> Work to complete
Can you quote, word for word, every line from the first line of the records below through the line containing "- Removed all", and nothing else?
▼▼▼
PR #144, opened 2024-08-09
Refactored to use typed dicts. Removed stale code

C-Loftus:
Kept same behavior the same as far as I can tell.

- Removed all dict with `any` as a key or value. Try to use `GPTMessage` or `GPTMessageItem` as the type as much as possible. Let me know if there is a name you prefer instead of these. I wasn't sure what to name them.
- Got rid of old tts and image description code that I don't think is relevant anymore. These don't follow the grammar and aren't being used since they were broken but no one reported an issue
-  No pylance errors are being thrown under `standard` type checking
- Got rid of the a11y editor context logic in the system prompt. I will probably add something to make that more explicit. I don't like that it would be always passed in if the user has screen reader support enabled for axkit
- Use the word `{user.model} **start** thread:` since it is one syllable instead of `enable` which is 3 syllables.
- Changed `contextual_user_context` to be `gpt_additional_user_context` since it is a globally exposed talon python function, we want to prefix it with `gpt`. I personally find `additional_user_context` to be more clear than `contextual_user_context` which strikes me as a bit confusing.

I am using `TypeDict` so we keep all the methods within the standard `dict` class. Was considering creating a super class for the message and inheriting from it but I think this abstraction does not actually benefit and adds boilerplate.


C-Loftus:
Have not tested this yet. Feel free to test if you want. Going to take a break for a bit.

C-Loftus:
Believe this should be good now. The threading is very cool thank you for your work on this. I find it works well. I will add funcitonality to have the imgui window auto-update with a new thread response once this merged.

GPT/gpt.talon
```diff
@@ -5,7 +5,7 @@
 #   Example: `model fix grammar below` -> Fixes the grammar of the selected text and pastes below
 #   Example: `model explain this` -> Explains the selected text and pastes in place
 #   Example: `model fix grammar clip to browser` -> Fixes the grammar of the text on the clipboard and opens in browser`
-{user.model} <user.modelPrompt> [{user.modelSource}] [{user.modelDestination}]:
+{user.model} <user.modelPrompt> [{user.modelSource}] [{user.modelDestination}]$:
```
C-Loftus, line 8: Added this. Let me know if you disagree but I think there are few situations in which a user will want to chain the model command since they haven't seen the output until it is returned. I think $ prevents a lot of the weird situations where talon thinks there is a second command inside of this.

This still allows for prefix chaining before the command

jaresty: I was thinking about going further and including the ^ before the start of the command. I didn't understand what prefix chaining is-can you give me an example?

jaresty:
I'll use this branch for a while. Looks good though!

GPT/gpt.talon
C-Loftus: When I say prefix chaining I just mean chaining another talon command before. So for instance you could use a cursory list command before and then chain with the model as long as it has at the end of the chain

ie 'take block this model fix grammar'

All as one sentence. That is something I sometimes use.

jaresty: Ah I see. In that particular case I suppose you could use the cursorless beta command too (I.e. model fix grammar block) but yeah I can see what you mean.

C-Loftus: Yup, although for arbitrary commands that don't fit in the grammar then it becomes a little slower to use. I don't think anything is disrupted by not having the anchor at the start so I think we can just have the anchor at the end to prevent chaining after. The main issue is having the ability to chain after user.text. (Sometimes Talon does not know if the user is trying to dictate raw text or break out of that with a separate command)

The $ end anchor removes that so it is probably sufficient just like this

jaresty (approved):

PR #147, opened 2024-08-10
Better model window for threading

C-Loftus:
- renamed confirmation gui functions so they have proper naming style
- Made the text that we operate on optional as a param. We were previously passing empty user messages with "" as text. If it is none, we want to ignore this and not add it.
- Added a window for the thread. If you have the thread started and the window is open, it will auto update the window with the new thread data.
- If you don't specify a model destination when the window is open, it will always add to the window
- added a model toggle window function to see the thread (I am ok with getting rid of this, not sure if it is proper if we already have model pass thread to window. The issue with the latter is that it is difficult to know when it is coming from the thread in order to format it properly


lib/modelHelpers.py
```diff
@@ -142,9 +140,12 @@ def send_request(
 
     current_request: GPTMessage = {
         "role": "user",
-        "content": [prompt, content],
+        "content": [prompt],
     }
 
+    if text_to_process is not None:
+        current_request["content"].append(text_to_process)
+
```
C-Loftus, line 148: in a future PR I think we should probably consolidate the text that is operated on and the prompt all into one message. I don't think the model needs both as separate messages and it doesn't make as much sense semantically to split them if we are referring to content that is in a different message. ie `please explain this` `foo bar` seems worse than `please explain this: \n\n foo bar` since `this` could be ambiguous with regards to which message. I agree though that system messages should still be split into separate messages.

jaresty:
Excited to try this out-won't be able to during the day though.

jaresty:
I tried this out and I like it. I wonder if the windows should include the user prompts as well, or if not-maybe some kind of delimiter to show when the next thread starts.

C-Loftus:
> I tried this out and I like it. I wonder if the windows should include the user prompts as well, or if not-maybe some kind of delimiter to show when the next thread starts.

Did you pull the latest version? The integration last I pushed does show both the user prompt and the assistant response with a newline between the two

jaresty:
I see it now. I think I was confused because the first time it didn't show (when I just said 'model ask what can I do to window'). The subsequent messages were showing the roles. They're pretty subtle though-easy to lose track of in all the text of the responses. I wonder if there's something that we could do to make them more prominent. At any rate it's a really nice improvement-am fine with merging this now.

jaresty (approved):

C-Loftus:
So the simplest thing would be to simply make the role all caps. Fine with that if you'd want that. 

But I agree that I would like to make things more clear for users in general even beyond the roles. Imgui is honestly a pretty limited tool. I think having fewer buttons could reduce screen space or adding more \n\n could help. I still sorta feel like we probably don't need model chain and model pass to context on there. Or at least not when it is in the thread view. Perhaps we can take those out in that case specific to the thread.

But yeah not sure how else to make general improvements since imgui doesn't support horizontal layouts and is pretty limited, but it is all Talon supports for self-contained GUIs.

jaresty:
I think I'm okay with removing model chain; I guess we could remove pass to context for now as well. I might want to revisit that in the future but we can remove it for now. I think this is good.

C-Loftus:
Merging this. Took out the extra buttons for chain and pass to context since I think for most users this is overkill and clutters the screen. However, the voice command is still there so they can still say it or use the standard pass grammar.

Cleaned up the window so we have all caps for USER / GPT and the window displays differently depending on whether it is displaying a thread or raw text.

C-Loftus:
Also split the context commands into a new file so it is easier for docs as code

PR #149, opened 2024-08-11
Provide a setting for default destination

jaresty:
- Sometimes you don't want the default to be paste
- In zoom calls for example, pasting does not make much sense
- By providing a setting that can be overridden with a talon setting users can set a different default per application if they want


C-Loftus (approved):
Fine with me. Some potential for feature creep with additional settings but probably ok

PR #152, opened 2024-08-11
Wrapped content to distinguish prompt and content

jaresty:
- Even those these end up as separate chunks, by clearly wrapping the text in delimiters we are able to distinguish the prompt from the content better


jaresty:
Closing in favor of https://github.com/C-Loftus/talon-ai-tools/pull/153

PR #153, opened 2024-08-11
Here is an alternative refactor for content wrapping

jaresty:
- this lets us avoid changing the format messages calls everywhere


C-Loftus:
Looks good to me. Just as an fyi we need to handle the case where the content is empty for instance when the user says a model please command without specifying a target and just wants to generate new text. 

I am going to hold off on merging this until I merge the other pr since it contains a bit of logic to make this easier to reason about

C-Loftus:
Closing since addressed in other PR a bit more robustly

PR #155, opened 2024-08-12
When the thread is empty and you try to open a window this throws an error

jaresty:


C-Loftus (approved):
Thank you for catching this 👍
▲▲▲
> Solution to the problem
PR #144, opened 2024-08-09
Refactored to use typed dicts. Removed stale code

C-Loftus:
Kept same behavior the same as far as I can tell.

- Removed all dict with `any` as a key or value. Try to use `GPTMessage` or `GPTMessageItem` as the type as much as possible. Let me know if there is a name you prefer instead of these. I wasn't sure what to name them.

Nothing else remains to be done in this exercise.